PR #483, opened 2020-04-29
Add support for one custom forked copy of Emscripten repositories

juj:
We are automating emsdk builds for our internal QA process. For that use, it is advantageous to enable emsdk to point to a custom set of forks that one can install and activate via emsdk.

This PR adds support for users to have one custom clone per emsdk installation, by specifying a set of custom URLs to their own GitHub forks.

### DIFF
--- a/emsdk.py
+++ b/emsdk.py
@@ -182,6 +182,32 @@ if POWERSHELL:
 else:
   EMSDK_SET_ENV = os.path.join(emsdk_path(), 'emsdk_set_env.bat')
 
+
+# Parses https://github.com/emscripten-core/emscripten/tree/d6aced8 to a pair (https://github.com/emscripten-core/emscripten, d6aced8)
+def parse_github_url_and_refspec(url):
+  if not url:
+    return ('', '')
+
+  if url.endswith(('/tree/', '/tree', '/commit/', '/commit')):
+    raise Exception('Malformed git URL and refspec ' + url + '!')
+
+  if '/tree/' in url:
+    if url.endswith('/'):
+      raise Exception('Malformed git URL and refspec ' + url + '!')
+    return url.split('/tree/')
+  elif '/commit/' in url:
+    if url.endswith('/'):
+      raise Exception('Malformed git URL and refspec ' + url + '!')
+    return url.split('/commit/')
+  else:
+    return (url, 'main')  # Assume the default branch is main in the absence of a refspec
+
+
+emscripten_config_directory = os.path.expanduser("~/")
+# If .emscripten exists, we are configuring as embedded inside the emsdk directory.
+if os.path.exists(os.path.join(emsdk_path(), '.emscripten')):
+  emscripten_config_directory = emsdk_path()
+
 ARCHIVE_SUFFIXES = ('zip', '.tar', '.gz', '.xz', '.tbz2', '.bz2')
 
 
@@ -498,11 +524,11 @@ def num_files_in_directory(path):
   return len([name for name in os.listdir(path) if os.path.exists(os.path.join(path, name))])
 
 
-def run(cmd, cwd=None):
+def run(cmd, cwd=None, quiet=False):
   debug_print('run(cmd=' + str(cmd) + ', cwd=' + str(cwd) + ')')
   process = subprocess.Popen(cmd, cwd=cwd, env=os.environ.copy())
   process.communicate()
-  if process.returncode != 0:
+  if process.returncode != 0 and not quiet:
     errlog(str(cmd) + ' failed with error code ' + str(process.returncode) + '!')
   return process.returncode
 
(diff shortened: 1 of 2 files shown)


kripken:
This seems like a large change, and I spent some time trying to think of a way to make it simpler.

Could we allow an optional manifest file to be merged in to the main one, possibly overriding entries there? Then custom setups could change repo locations and branches etc. that way.

juj:
> Could we allow an optional manifest file to be merged in to the main one, possibly overriding entries there? Then custom setups could change repo locations and branches etc. that way.

An issue with that is that there are a number of moving/internal parts there, that we would have to lock down in time the JSON entries that we will have, so that the overridden JSON entries that people use will stay compatible. It will be a bit hidden what people write in their JSONs, so we may break "unknown" uses.

Having a cmdline option helps ensure the API interface as a cmdline interface, and we'll know what we need to keep supporting.

In CI environments it is easier to do `emsdk install sdk-forked-upstream-64bit --forked-emscripten-url https://github.com/myfork/emscripten.git` than to programmatically create an override JSON that would carry all the changes starting from https://github.com/emscripten-core/emsdk/pull/483/files#diff-a1b4faa6091de6a8facd6ea8c3ffabd4R32.

Also, it is easier to instruct users to type in `emsdk install sdk-forked-upstream-64bit --forked-emscripten-url https://github.com/myfork/emscripten.git` to use a custom emscripten fork, rather than again ask them to create a new file that adds in https://github.com/emscripten-core/emsdk/pull/483/files#diff-a1b4faa6091de6a8facd6ea8c3ffabd4R32 on their own.

We could look at doing some kind of file format that is not a "full" manifest like emsdk_manifest.json is, but then the file would probably contain the same info that the cmdline proposed here does, and the question is whether specifying that in a file has benefit over the cmdline options?

kripken:
> An issue with that is that there are a number of moving/internal parts there, that we would have to lock down in time the JSON entries that we will have, so that the overridden JSON entries that people use will stay compatible. It will be a bit hidden what people write in their JSONs, so we may break "unknown" uses.

Oh, I may not understand your use case fully. Don't you provide the JSON files for your users? (Who are "people" in your last sentence?)

> Also, it is easier to instruct users to type in emsdk install sdk-forked-upstream-64bit --forked-emscripten-url https://github.com/myfork/emscripten.git to use a custom emscripten fork, rather than again ask them to create a new file that adds in https://github.com/emscripten-core/emsdk/pull/483/files#diff-a1b4faa6091de6a8facd6ea8c3ffabd4R32 on their own.

That's a good point. Yeah, commandline flags for users does make the most sense for that.

Can we perhaps add generic commandline flags for local manifest modification? That is,

```
emsdk install sdk-upstream-64bit --localmod emscripten url https://github.com/myfork/emscripten.git
```

I'm not tied to the particular syntax, but the idea is the user says "apply a local mode of the `emscripten` entry's `url` to be ...".

juj:
> Don't you provide the JSON files for your users?

We do, but it is our CI that is awkward.. I could programmatically generate the extra JSON file for the CI if needed, but not sure I want to spec such an extra file format interface.

By people I was referring to general Emscripten developers who might create their own JSONs. We don't document the file format of the JSONs, and a lot of that has been considered technical/internal, so it would be a large change to diligently turn that to a public facing file.

> Can we perhaps add generic commandline flags

The generic command line flags kind of have the identical problem as the extra JSON files? Since that would force the JSON syntax out in the public, and people would have to learn the meaning of the file, and it would likewise "freeze" the file structure from being able to change - some internal change might cause a breakage in the flags that someone is passing.

In other words, if we opened such generic support for command line flags, what possible alterations should be expected to be reasonable? Would that require freezing all the existing JSON fields in place, so that someone's use of overriding an entry for their own purpose will not break on a refactor of the JSON file?

kripken:
> The generic command line flags kind of have the identical problem as the extra JSON files? Since that would force the JSON syntax out in the public, and people would have to learn the meaning of the file, and it would likewise "freeze" the file structure from being able to change - some internal change might cause a breakage in the flags that someone is passing.

I think I understand this concern in general. But the main use cases seem fine to me. Concretely, I mean

```
emsdk install sdk-upstream-64bit --localmod emscripten url https://github.com/myfork/emscripten.git
emsdk install sdk-upstream-64bit --localmod binaryen url https://github.com/myfork/binaryen.git
emsdk install sdk-upstream-64bit --localmod llvm-git url https://github.com/myfork/binaryen.git
```

Those don't seem like they expose any internal API in a bad way. The user just mentions "emscripten, binaryen, llvm", and the "url" field. They don't need to learn any internal details of the JSON. (The one odd thing maybe is "llvm-git" has "-git" as a suffix, but maybe we should change that to just "llvm" anyhow?)

I do agree that such a feature *might* be used to do more things, maybe some of them dangerous. But I think the benefit of doing it that way is it's a much smaller change to emsdk.py (all it would do is, right after loading the manifest file, apply the localmods). And the more general capabilities, while potentially dangerous if misused, likely allow more useful things for people that are careful.

But maybe this is a philosophical difference. I don't want to waste people's time here if no one else is concerned about the extra complexity here. @sbc100 what do you think?

sbc100:
Obviously we would prefer not to have to support forked versions but it sounds like @juj you have decided that it really is necessary in your case.

Can you say if you think this will be a permanent thing?   Do you plan on maintain your own patches would you idea be the patches migrate over time into upstream emscripten?   I would hope the later.

I don't like the extra complexity this adds, but its sounds like something you really need at your end, and forking emsdk itself would be sad too.

Do you need to support forks for all 4 repos or would it be enough to support just emscripten?  It would reduce the size of this patch a fair bit if just do this for emscripten if possible.

juj:
Closing this in favor of a simpler variant.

-=-=-

After reading the material above, tally the lines that include the string "commit" and give only the number.

▶ Answer to this exercise
3